В апреле во всех храмах и церквушках Франции состоялся ежегодный ход Чёрных крестов. Вечером на день святого Патрика по всей стране поминали погибших в Святой земле крестоносцев. Богослужения проходили во всех приходах одновременно. После службы из алтарей вынесли высокие деревянные кресты, обвитые чёрной материей, начиналось торжественное безмолвное шествие.
В те времена крестьянам разрешалось носить одежду только из некрашеных тканей. Но в ночь хода Чёрных крестов каждый из прихожан повязывал себе на руку или шею чёрный лоскут. Знатные вельможи полностью одевались во всё чёрное. В эпоху средневековья люди придавали большое значение символике цвета: чёрный цвет одежд означал или скорбь, или верность, или то и другое вместе, как это часто бывает в жизни. Эта ночь создавала иллюзию равенства. Бароны, спрятав лица под глубокими капюшонами, шли в одной процессии рядом со свинопасами, а знатные дамы шествовали вместе с крестьянками, ступая в свете факелов по мощённой булыжником дороге. Светились огоньками поднятые в руках свечи.
В монастыре кармелитов в Париже за плывущими над толпой крестами шли, негромко разговаривая, приор аббатства и его секретарь.
– Люди верят, что с освобождением Гроба Господня наступит век счастья и благоденствия по всем христианским странам, – вполголоса говорил секретарь главе монашеской общины.
– И я в это верю, – улыбнулся приор.
– Но как мы объясним народу неустройство мира, когда Иерусалим будет наш?
– Тогда что-нибудь и придумаем, – вновь улыбнулся приор.
В то же время за тысячу лье от Парижа, в затерянной среди полей и лесов деревеньке Клуа, в конце процессии сельской общины шел одиннадцатилетний мальчик-пастушок по имени Стефан.
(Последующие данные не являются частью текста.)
PR #793, opened 2020-05-19
add option pkg-ccache to be passed to build-cmd

sjamgade:
this option is a /path/to/_ccache.tar. The patch just forwards that
option to the build script.

### DIFF
--- a/osc/build.py
+++ b/osc/build.py
@@ -622,6 +622,9 @@ def main(apiurl, opts, argv):
     if opts.ccache or config['ccache']:
         buildargs.append('--ccache')
         xp.append('ccache')
+    if opts.pkg_ccache:
+        buildargs.append('--pkg-ccache=%s' % opts.pkg_ccache)
+        xp.append('ccache')
     if opts.linksources:
         buildargs.append('--linksources')
     if opts.baselibs:
--- a/osc/commandline.py
+++ b/osc/commandline.py
@@ -6303,6 +6303,8 @@ Please submit there instead, or use --nodevelproject to force direct submission.
                   help='use N parallel build jobs with icecream')
     @cmdln.option('--ccache', action='store_true',
                   help='use ccache to speed up rebuilds')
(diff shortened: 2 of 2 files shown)


marcus-h:
On 2020-05-19 06:18:11 -0700, Sumit Jamgade wrote:
> index 7d2b8e6a..863ab19c 100644
> --- a/osc/build.py
> +++ b/osc/build.py
> @@ -622,6 +622,9 @@ def main(apiurl, opts, argv):
>      if opts.ccache or config['ccache']:
>          buildargs.append('--ccache')
>          xp.append('ccache')
> +    if opts.pkg_ccache:
> +        buildargs.append('--pkg-ccache %s' % opts.pkg_ccache)
> +        xp.append('ccache')

Hmm this won't work. We should do something like

buildargs.append('--pkg-ccache=%s' % opts.pkg_ccache)

>      if opts.linksources:
>          buildargs.append('--linksources')
>      if opts.baselibs:
> index c7bddc96..3f1ee062 100644
> --- a/osc/commandline.py
> +++ b/osc/commandline.py
> @@ -6303,6 +6303,8 @@ def parse_repoarchdescr(self, args, noinit = False, alternative_project = None,
>                    help='use N parallel build jobs with icecream')
>      @cmdln.option('--ccache', action='store_true',
>                    help='use ccache to speed up rebuilds')
> +    @cmdln.option('--pkg-ccache', action='store', type='string', metavar='/path/to/_ccache.tar',

action and type can be omitted.

> +                  help='path to existing uncompressed archive ccache. Using this option implies --ccache')

Maybe: "path to an existing uncompressed ccache archive. Using..."?

sjamgade:
I would prefer to keep the metavar. It stresses on the "uncompressed"  part

marcus-h:
On 2020-05-19 07:01:08 -0700, Sumit Jamgade wrote:
> I would prefer to keep the metavar. It stresses on the "uncompressed"  part
>
The metavar part is perfectly fine. I was just referring to the "action"
and "type" args.

lethliel:
Looks good now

Позже летописцы напишут, что ход Чёрных крестов был любимой церковной службой мальчишки, что у него на глаза накатывались слёзы, когда он думал о рыцарях, сложивших свои головы за веру в песках далекой Сирийской пустыни. Так это было или нет – нам уже не узнать.
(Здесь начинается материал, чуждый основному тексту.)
PR #795, opened 2020-05-25
osc ls on local working copy in project/package

lethliel:
if the currend working directory is a valid copy of a project or
package use osc ls based on the cwd

@marcus-h Your opinion, please :-)

### DIFF
--- a/osc/commandline.py
+++ b/osc/commandline.py
@@ -417,17 +417,28 @@ class Osc(cmdln.Cmdln):
         # list sources
         elif not opts.binaries:
             if not args:
-                for prj in meta_get_project_list(apiurl, opts.deleted):
-                    print(prj)
+                is_project = None
+                is_package = None
+                cwd = os.getcwd()
+                if is_project_dir(cwd):
+                    project = store_read_project(cwd)
+                    is_project = True
+                elif is_package_dir(cwd):
+                    project = store_read_project(cwd)
+                    package = store_read_package(cwd)
+                    is_package = True
+                else:
+                    for prj in meta_get_project_list(apiurl, opts.deleted):
+                        print(prj)
 
-            elif len(args) == 1:
+            if len(args) == 1 or is_project:
                 if opts.verbose:
                     if self.options.verbose:
                         print('Sorry, the --verbose option is not implemented for projects.', file=sys.stderr)
                 for pkg in meta_get_packagelist(apiurl, project, deleted = opts.deleted, expand = opts.expand):
                     print(pkg)
 
-            elif len(args) == 2 or len(args) == 3:
+            elif len(args) == 2 or len(args) == 3 or is_package:
                 link_seen = False
                 print_not_found = True
                 rev = opts.revision


marcus-h:
On 2020-05-25 11:44:59 -0700, Marco Strigl wrote:
> index 782d2308..ae709eca 100644
> --- a/osc/commandline.py
> +++ b/osc/commandline.py
> @@ -417,17 +417,28 @@ def do_list(self, subcmd, opts, *args):
>          # list sources
>          elif not opts.binaries:
>              if not args:
> -                for prj in meta_get_project_list(apiurl, opts.deleted):
> -                    print(prj)
> +                is_project = None
> +                is_package = None

Minor: use False instead of None:)

> +                cwd = os.getcwd()
> +                if is_project_dir(cwd):
> +                    project = store_read_project(cwd)
> +                    is_project = True
> +                elif is_package_dir(cwd):
> +                    project = store_read_project(cwd)
> +                    package = store_read_package(cwd)
> +                    is_package = True
> +                else:
> +                    for prj in meta_get_project_list(apiurl, opts.deleted):
> +                        print(prj)
>
> -            elif len(args) == 1:
> +            if len(args) == 1 or is_project:
>                  if opts.verbose:
>                      if self.options.verbose:
>                          print('Sorry, the --verbose option is not implemented for projects.', file=sys.stderr)
>                  for pkg in meta_get_packagelist(apiurl, project, deleted = opts.deleted, expand = opts.expand):
>                      print(pkg)
>
> -            elif len(args) == 2 or len(args) == 3:
> +            elif len(args) == 2 or len(args) == 3 or is_package:

IMHO, the new behavior is a bit confusing because we add some "ambiguity":/

Examples:
cd prj
osc ls pkg          # does a project listing instead of a package listing
osc ls -v pkg file  # does a project listing instead of showing file details

cd prj/pkg
osc ls file         # does a project listing for the "file" project
osc ls x y          # does a package listing but maybe we should error out
                    # because we are supposed to be "context" sensitive (or
                    # maybe not?:) )


I guess what you had in mind is already implemented as

cd prj
osc ls .

and

cd prj/pkg
osc ls .

(Of course, one could still do "stupid" things like "cd prj/pkg;
osc ls . file" but maybe the "." helps/indicates that this might not
work as expected.)

lethliel:
already implemented as osc ls .

marcus-h:
On 2020-05-25 23:02:05 +0200, Marcus Hüwe wrote:

<SNIP>

> I guess what you had in mind is already implemented as
>
Oh my... it is not...

> cd prj
> osc ls .
>
Expected (IMHO) behavior: package listing
Actual behavior: package listing

> and
>
> cd prj/pkg
> osc ls .
>
Expected (IMHO) behavior: file listing
Actual behavior: package listing

> (Of course, one could still do "stupid" things like "cd prj/pkg;
> osc ls . file" but maybe the "." helps/indicates that this might not
> work as expected.)

Even worse... this does a package listing for the "file" package.

Long story short: the existing "osc ls . <args>" behavior is already
confusing (IMHO). We could "fix" it (but it might "break" some users).
However, we should not add yet another context sensitive behavior (what
you are proposing) because it could break existing users (IMHO).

Селение Клуа – обычная нищая деревушка с грязью на улицах, с соломенными крышами домов и старинной церквушкой, построенной в романском стиле. Мальчик Стефан до своих одиннадцати лет тоже был самым обычным крестьянским ребёнком, сельским пастушком с мечтательными светло-карими глазами.
Рядом с ним в свете факелов шли его родители и старшие братья.
Говорят, что люди, которым суждены великие дела, видны с раннего детства. Задним умом в каждом человеке легко найти что-то особенное. Но родители Стефана ничего необычного в своём ребёнке не замечали. Они были простыми, живущими от земли, крестьянами; сухая, потрескавшаяся кожа их рук с годами приобрела земляной оттенок, и мысли их тоже были приземлёнными, ограниченными только тем, что можно потрогать.
Они не предчувствовали будущую славу, позор и бессмертие своего младшего сына.
Ещё летописцы напишут, что с ночи апрельского хода Чёрных крестов мальчика начали мучить видения.
Видения были необыкновенно яркими, они приходили откуда-то извне, словно кто-то на небе всё перепутал и посылал ему чужие сны. Ворочаясь в своём доме на соломенной подстилке, мальчишка видел необозримые пространства из красноватых скал и бескрайнего синего неба, одинокое, умирающее на солнце дерево и высохшее каменистое русло реки, где среди песка и камней под ржавыми доспехами лежали чьи-то обызвествленные кости.
А под утро, когда Стефан засыпал, ему всегда снился один и тот же сон. Незнакомый, никогда ранее не виданный город.
* * *
Словно из солнечного марева вырастал посреди пустыни древний, как сама земля, город.
С рассвета, когда на горизонте появлялся огромный красный диск, а тьма полосой отступала по освещённым холмам к Средиземному морю, воздух над водоёмами и пыльными садами города начинал дрожать от жары. В утренней тишине над плоскими крышами домов с башен минаретов далеко разносились протяжные крики муэдзинов.
Первой яркие солнечные лучи освещали высокую Храмовую гору и наскальный купол мечети Омара на её вершине. По преданию, именно там Господь создал из праха земли первого человека. По склону горы гнездились целые кварталы домов с тесными внутренними двориками; там росли тёмные кипарисы и солнечный свет окрашивал их верхушки в красноватые тона.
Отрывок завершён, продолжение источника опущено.